Debbie Moss works in the lab of Dr Emma Kerr, which specialises in studies in cancer metabolism, and how cancer cells energetic demands and strategies for survival can be used to identify their weaknesses and develop more effective treatments. See below how she is exploiting this avenue to bring a refined approach to therapy.
Below, you will also find how maths and statistics are used in cancer research. Olivia Adair is a PhD student supervised by Dr Felicity Lamrock and is based at Mathematical Sciences Research Centre. Her project aims to understand and account for the cost of healthcare, and to refine strategies for sustainable and effective screening programmes for early detection of CRC.
OXIDATIVE MITOCHONDRIAL METABOLISM: A KEY DRIVER OF THERAPY RESISTANCE IN COLORECTAL CANCER (Debbie Moss)
My work focuses on colorectal cancer (CRC) which is the second largest cause of cancer-related deaths. This is partly because not all patients respond well to chemotherapy treatment, meaning it’s less good at killing their cancer cells, and we call this “therapy resistance”. Unfortunately, we can’t yet tell exactly who those patients might be. Ultimately, our goal is to understand the processes that drive this therapy resistance, and target these processes with new drugs in patients who need them. That’s where my PhD comes in.

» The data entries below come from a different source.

PR #814, opened 2019-12-15
Code golf3

BMaxV:
Ok, hi.

This PR has the main goal of removing DirectGuiBase.createcomponent
because it is nothing other than a badly named, badly structured 
__init__/constructor function.

The outcome should be equivalent to the old function, but more
readable.

### how it works

When createcomponent is called, 
it is called by passing a component class,
fetching saved values from a parent/dict saved in a parent,
using those, overwriting the saved args with the new given args
and then in the end using the class' own constructor anyway.

The improvement is sort of obvious, I think:

I have moved some code of createcomponent into a getcomponentargs function
which will fetch previously saved constructor arguments.

I have then replaced all(* see below for details) uses of createcomponent in Direct* definitions
with a call to getcomponentargs and explicit use of the class' constructors

-------------

createcomponent itself doesn't have to be removed. Since all this
PR is doing is shuffling code and changing a few names, but not touching
the logic or outcome, we can keep createcomponent as it is right now. so
we should be 100% backwards compatible.

The only change is that it too uses getcomponentargs to fetch parent/
saved values now.

-------------

Reading the code, some things popped up:

The second and third arguments of createcomponent, component alias and 
component are never not an empty tuple or None. 
It is possible someone has used this in projects, although I doubt it,
because introducing aliases for objects instead of just passing a reference
is just... not very useful I think.

I am still not sure how the parent/old arguments are stored. Which is bad
because that should be more obvious.

--------------

I have not understood how DirectEntry and DirectOptionMenu use createcomponent
and where the difference to my code is. All I know is that they break
when I replace the code. I suspect some nasty side effects somewhere.
So in a way this is a bugreport/issue too.

So this is a TODO that has to be resolved before this change is good for 
merging. If you have the time, please help figure this out.

### DIFF
--- a/direct/src/gui/DirectCheckButton.py
+++ b/direct/src/gui/DirectCheckButton.py
@@ -64,8 +64,8 @@ class DirectCheckButton(DirectButton):
         self.indicator=DirectLabel(self,*args,**kwargs)
         #this is something createcomponent did, not sure why, 
         #let's keep it in place for now.
-        self.__componentInfo[name] = (self.indicator, self.indicator.configure,
-                DirectLabel.__name__, self.indicator.cget, componentGroup)
+        self.__componentInfo[name] = self.indicator
+        self.indicator.group=componentGroup
 
         # Call option initialization functions
         self.initialiseoptions(DirectCheckButton)
--- a/direct/src/gui/DirectCheckButton.py
+++ b/direct/src/gui/DirectCheckButton.py
@@ -47,16 +47,25 @@ class DirectCheckButton(DirectButton):
         self.defineoptions(kw, optiondefs)
         # Initialize superclasses
         DirectButton.__init__(self, parent)
-        self.indicator = self.createcomponent("indicator", (), None,
-                                              DirectLabel, (self,),
-                                              numStates = 2,
-                                              image = self['boxImage'],
-                                              image_scale = self['boxImageScale'],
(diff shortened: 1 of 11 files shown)


Moguri:
@rdb Not looking for a full review here, but any initial thoughts on this change/approach?

@BMaxV Are you still interested in pursuing this PR? If not, or if I don't hear from you in two weeks, I intend to close this PR. It can always be re-opened.

BMaxV:
I'm still interested in pursuing this eventually. I didn't pursue it because other easier to resolve PRs were not merged yet and I didn't want to be pushy with giving other people more work. The code in master is still difficult to read and understand right now, *so it's still a problem* and I would ask you to not close it. 

The problem I see is one of methodology, so it's very much open to discussion and I would like to hear input. I think my comments and changes so far still make sense in the context, so I have little to add for now.

It's higher hanging fruit though. Can you maybe give it a lower priority tag?

Moguri:
I would prefer to close PRs that are inactive to keep the mental inventory down. Perhaps it would be better to close this PR and create a discussion issue that links back to this PR?

rdb:
In principle I don't mind replacing createcomponent with explicit calls, but I actually find the new code in this case harder to read and understand.  I think that refactoring of DirectGUI code should generally have the aim to make the codebase more elegant and 
easier to understand.

PR #816, opened 2019-12-17
Fix compilation warning on macOS 10.6 related to setWantsBestResolutionOpenGLSurface

el-dee:
#797 introduced a (harmless but annoying) compilation warning on macOS 10.6 as setWantsBestResolutionOpenGLSurface is unknown on macOS 10.6.

This replaces the respondsToSelector with a good old conditional compilation activating the code on mac0S 10.7+

### DIFF
--- a/panda/src/cocoadisplay/cocoaGraphicsWindow.mm
+++ b/panda/src/cocoadisplay/cocoaGraphicsWindow.mm
@@ -549,11 +549,11 @@ open_window() {
     _parent_window_handle->attach_child(_window_handle);
   }
 
-  // Always disable application HiDPI support, Cocoa will do the eventual upscaling for us.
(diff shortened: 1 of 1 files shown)


rdb:
Won't this disable the fix for builds that are compiled for 10.6 but run on Catalina?

el-dee:
Yes, but isn't the intent to only use SDK10.9 based build on Catalina ? If not, indeed this PR should be trashed.

rdb:
The SDK build, yes, but the wheel builds for 10.6 are still functional on Catalina.  Even if we made separate 10.9+ wheels, if someone used deploy-ng with the 10.6 wheels, their packaged application would still need to work with Catalina.

If it's just a warning, it's harmless to keep this in, but I would still appreciate having this change in master, though we don't need the `#if` check there (since master does not support 10.6).

el-dee:
Fair point, I forgot about the wheels :( I'll make a quick PR for master then!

Metabolism is the collective term for all the biochemical reactions that happen in your body. These reactions combine what we eat and drink with the oxygen we breathe, and convert that into energy that fuels all the normal body processes. In cancer cells these processes are hijacked and hyperactivated, as cancer cells need more energy and building blocks to help them grow faster. We call this phenomenon “metabolic reprogramming”. In fact, the main chemotherapy drug for CRC patients called 5-fluorouracil (or 5FU) is an “antimetabolite” which means it mimics certain metabolites within the body. 5FU specifically mimics a molecule needed for making DNA so it interferes with CRC cell growth. But, not only does metabolic reprogramming help the cancer cells grow and divide much faster than normal cells, it also helps them survive stressful situations – like when they begin to move through the body, or when they’re treated with chemotherapy. So, metabolism can play an important role in resistance to 5FU chemotherapy for CRC patients.
We’ve discovered that patients whose cancers can make lots of energy are more resistant to 5FU-chemotherapy, and as part of my PhD I’ve been looking for drugs that might combine with 5FU to work better in killing CRC. Specifically, I’ve used drugs that target a core energy-producing metabolic pathway, called Oxidative Phosphorylation (OxPhos). I found that drugs which block the first step of that process are particularly effective in improving CRC cell response to 5FU.
In fact, we’ve discovered we can use the anti-diabetic drug Metformin to do just that, blocking CRC cell growth and triggering more CRC cell death when we give it in combination with 5FU-chemotherapy.
Since Metformin is safe, and can already be given to CRC patients when on chemotherapy treatment (like for diabetic CRC patients) we hope we can begin to make a difference to those patients who desperately need new options for treatment.
5FU is effective on some bowel cancer cells, but some develop resistance and continue to grow in its presence; by adding metformin to a typical 5FU treatment, most cancer cells will not survive, showing the combination of this safe drug to our typical standard of care can be used to improve effectiveness.
My PhD focuses on cancer prevention (Olivia Adair).
This type of cancer starts in the large intestine, also known as colon cancer (or colorectal cancer or bowel cancer). This type of cancer can start as small lumps that grown insider the colon where they shouldn’t. These lumps are small tumours, also known as polyps. Most polyps aren’t cancer but can turn into cancer if their size increases. Polyps less than 1 cm in size have just over a 1% chance of becoming cancer and polyps greater than 2 cm in size have a 40% chance of becoming cancer. In general, 5% of polyps turn into cancer, so it is usually better to remove any polyps before they turn into cancer.
This can be done by having a look into the colon with a small camera on the end of a long tube (colonoscopy), as people with polyps don’t know they have them as they feel well.
In order to decide who should get a colonoscopy, some tests are performed first. By collecting your stool sample and having the hospital perform a test on it, doctors can detect if there might be a problem. This process is known as screening.
Of all the people who have colon cancer, some don’t feel well and turn up at the hospital or their doctor’s office, and some people are screened and find out they have cancer that way.
Screening in Northern Ireland is managed by the Bowel Cancer Screening Programme and was set up in April 2010. Screening is helpful to find polyps early and remove them to prevent progression to cancer, providing an opportunity for an earlier diagnosis to help those patients live longer. Screening is typically offered to people aged between 60 and 70 years old and if all looks okay, they will be screened again every 2 years.
The more people are screened early, the better chance of removal and effective treatment, but screening everyone would cost a lot of time and money.
My PhD project is to build a mathematical model which looks at the screening programme in Northern Ireland to see when it is good value for money to perform these tests, and investigate what screening approach is the most cost effective for Northern Ireland.